Paul Cézanne

Paul Cézanne, “The Artist’s Father, Reading L’Événement”, 1866, Oil on Canvas, 198.5 x 110.3 cm, National Gallery of Art, Washington, DC

In “The Artist’s Father”, Cézanne explored his emotionally charged relationship with his banker father. Tension is particularly evident in the energetic, expressive paint handling, an exaggeration of Courbet’s palette knife technique. The unyielding figure of Louis-Auguste Cézanne, the newspaper he is reading, his chair, and the room are described with obtrusively thick slabs of pigment.

The Artist’s Father can be interpreted as an assertion of Cézanne’s independence. During the early 1860s, Cézanne rejected the legal and banking careers advocated by his father and instead studied art, a profession his father considered grossly impractical. In this calculated composition, he seated his father precariouly near the edge of the chair and tilted the perspectival slope of the floor as though trying to tip his father out of the picture, an effect heightened by the contrast between his father’s heavy legs and shoes and the delicate feet of the chair supporting him.

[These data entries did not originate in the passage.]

PR #4747, opened 2024-08-13
Only cache branch protection within the scope of the function

### LINKED ISSUE #4734: PR review reminder branch protection cache is indefinite
## Description

The PR review reminder branch protection cache is indefinite, it has no TTL or expiration. That means that even when we've changed the branch protection rules to reduce the required number of reviewers, the DAG continues to use the branch protection rules from when it first retrieved them, presumably the first time the DAG ran when the Airflow instance last restarted.

We can "fix" this by restarting Airflow, but it'd be better to cache these responses for a set amount of time, like 1 day, or perhaps only during the lifetime of the DAG run. (Note: those are equivalent now, because the DAG runs once every weekday, but caching it for the duration of the DAG run would prevent a weird race condition where the response expired during the next DAG run and different PRs received different treatment; would be better to just cache it _for the DAG run_.

## Reproduction

1.  See this PR where I've requested changes, and therefore the required number of reviews is fulfilled, but the DAG still pinged the other reviewer to give the second review: https://github.com/WordPress/openverse/pull/4704#issuecomment-2276925121

## Additional context

Marked as high because this will cause noisy and unnecessary pings so long as it isn't fixed, which reduces the value and reliability and worsens sentiments towards pings over time.

AetherUnbound:
## Fixes

Fixes #4734 by @sarayourfriend

## Description

This PR moves the branch protection cache from the module to within the scope of the `get_min_required_approvals` function. Based on the way Airflow manages its workers and processes, this cache was created at module import time and persisted throughout the duration of the Airflow scheduler process. Scoping this to the function ensures that it's recreated on every DAG run.

## Testing Instructions

Tests should continue to pass!

## Checklist

[best_practices]:

<details>

```
Version 1.1

1 Letterman Drive
Suite D4700
San Francisco, CA, 94129

    indicated in the file; or

    in the file; or

    it.

```

</details>

### DIFF
--- a/catalog/dags/maintenance/pr_review_reminders/pr_review_reminders.py
+++ b/catalog/dags/maintenance/pr_review_reminders/pr_review_reminders.py
@@ -182,8 +182,9 @@ def get_branch_protection(
     return cache[repo][branch_name]
 
 
-def get_min_required_approvals(gh: GitHubAPI, pr: dict) -> int:
-    branch_protection_cache = defaultdict(dict)
+def get_min_required_approvals(
+    gh: GitHubAPI, pr: dict, branch_protection_cache: dict
+) -> int:
     repo = base_repo_name(pr)
     branch_name = pr["base"]["ref"]
 
@@ -218,6 +219,7 @@ def get_min_required_approvals(gh: GitHubAPI, pr: dict) -> int:
 @task(task_id="pr_review_reminder_operator")
 def post_reminders(maintainers: set[str], github_pat: str, dry_run: bool):
     gh = GitHubAPI(github_pat)
+    branch_protection_cache = defaultdict(dict)
 
     open_prs = []
     for repo in REPOSITORIES:
@@ -271,7 +273,9 @@ def post_reminders(maintainers: set[str], github_pat: str, dry_run: bool):
         existing_reviews = gh.get_pull_reviews(base_repo_name(pr), pr["number"])
 
         approved_reviews = [r for r in existing_reviews if r["state"] == "APPROVED"]
-        if len(approved_reviews) >= get_min_required_approvals(gh, pr):
+        if len(approved_reviews) >= get_min_required_approvals(
+            gh, pr, branch_protection_cache
+        ):
             # if PR already has sufficient reviews to be merged, do not ping
             # the requested reviewers.
             continue
--- a/catalog/dags/maintenance/pr_review_reminders/pr_review_reminders.py
+++ b/catalog/dags/maintenance/pr_review_reminders/pr_review_reminders.py
@@ -173,30 +173,32 @@ def base_repo_name(pr: dict):
     return pr["base"]["repo"]["name"]
 
 
-_BRANCH_PROTECTION_CACHE = defaultdict(dict)
+def get_branch_protection(
+    gh: GitHubAPI, repo: str, branch_name: str, cache: dict
+) -> dict:
+    if branch_name not in cache[repo]:
+        cache[repo][branch_name] = gh.get_branch_protection(repo, branch_name)
 
-
-def get_branch_protection(gh: GitHubAPI, repo: str, branch_name: str) -> dict:
-    if branch_name not in _BRANCH_PROTECTION_CACHE[repo]:
-        _BRANCH_PROTECTION_CACHE[repo][branch_name] = gh.get_branch_protection(
-            repo, branch_name
-        )
-
-    return _BRANCH_PROTECTION_CACHE[repo][branch_name]
+    return cache[repo][branch_name]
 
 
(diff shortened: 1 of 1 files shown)


catalog/dags/maintenance/pr_review_reminders/pr_review_reminders.py
```diff
@@ -173,38 +173,42 @@ def base_repo_name(pr: dict):
...
-        _BRANCH_PROTECTION_CACHE[repo][branch_name] = gh.get_branch_protection(
-            repo, branch_name
-        )
-
-    return _BRANCH_PROTECTION_CACHE[repo][branch_name]
+    return cache[repo][branch_name]
 
 
 def get_min_required_approvals(gh: GitHubAPI, pr: dict) -> int:
+    branch_protection_cache = defaultdict(dict)
```
sarayourfriend, line 186: This doesn't resolve the issue, unfortunately, at least not the detail I mentioned about using a cache per-DAG run for purposes of consistency within the run. Maybe that isn't important, but this also doesn't persist the cache within the DAG run.

`get_min_required_approvals` is called in a loop over all `urgent_prs` in the main task function. This cache is recreated for each of those PRs within the context of this function, and basically doesn't do any caching. Each time this function runs, the cache will be empty, and it will fetch the branch protections for the queries tested in each of the calls to `get_branch_protection` within this function each time, each of which use different branches for the query, and so do not re-use cached values.

Solving this problem requires a wider refactor of this DAG so that the cache can be shared within the DAG run but ephemeral outside of it. The easiest way that comes to mind to do that is to move these individual functions and the body of the task function into methods on a class, and store the cache as an instance attribute of the class. Then the task function should create a new instance of the class, and call whatever method encapsulates the logic currently in the task function.

That's short of re-writing this into multiple tasks with distributed state (including the cache).

sarayourfriend (changes requested):
Requesting changes because this solves the problem of caching for too long, but at the expense of essentially not caching at all. If that's acceptable, then we can just delete the caching code altogether so the code doesn't say it is doing any caching when in fact it isn't.

catalog/dags/maintenance/pr_review_reminders/pr_review_reminders.py
AetherUnbound: Gah, okay thanks for expounding on this. I didn't quite think through the steps when making the change here. Let me take another look at it and try to retain the cache across the DAG.

AetherUnbound: There's actually a simpler solution here which is just to move the cache one more level up! A small change within the primary function which doesn't require any significant refactoring or changes to tests. I added some logging locally to ensure the cache is being used appropriately, and it was 😄 Going with that approach for now!

sarayourfriend: Cool! I hadn't looked at it a lot and was worried it would require passing through to lots of functions (like we do with the `gh` instance), but glad it was that easy :grin:

catalog/dags/maintenance/pr_review_reminders/pr_review_reminders.py
```diff
@@ -214,6 +219,7 @@ def get_min_required_approvals(gh: GitHubAPI, pr: dict) -> int:
 @task(task_id="pr_review_reminder_operator")
 def post_reminders(maintainers: set[str], github_pat: str, dry_run: bool):
     gh = GitHubAPI(github_pat)
+    branch_protection_cache = defaultdict(dict)
```
sarayourfriend, line 222: Maybe worth adding a comment to explain why we cache within the context of the task rather than at the module level, even just a link to the issue if you don't want to reproduce the rationale, but I think something like this is simple enough to explain it... otherwise it's a little cryptic :sweat_smile: 

```suggestion
    # Build a new cache for each DAG run so that changes to repository branch settings
    # are reflected "by the next DAG run". Caching them at the run level also ensures
    # that all evaluations for pings happen with the same settings, preventing changes
    # during a run from causing PRs to receive different treatment, which could
    # produce confusing results we might interpret as a bug rather than just a delay.
    branch_protection_cache = defaultdict(dict)
```

sarayourfriend (approved):
Yep, great! One suggestion for an explanatory comment on the rationale behind the cache strategy. Adding the comment is a soft-blocker, but I don't have too strong an opinion on what precisely you write for it, so I'm approving now so that you can add the comment and then merge without needing another round of review.

stacimc (approved):
+1 for Sara's comment suggestion, but looks great 🥳

catalog/dags/maintenance/pr_review_reminders/pr_review_reminders.py
AetherUnbound: Love the suggestion, thanks!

The framed painting displayed on the back wall is a still life that Cézanne painted shortly before “The Artist’s Father”, a statement of his artistic accomplishment. The newspaper L’Evénement refers to novelist Emile Zola, the childhood friend who championed Cézanne’s bid to study art in Paris and who became art critic for the paper in 1866. Cézanne’s father customarily read another journal.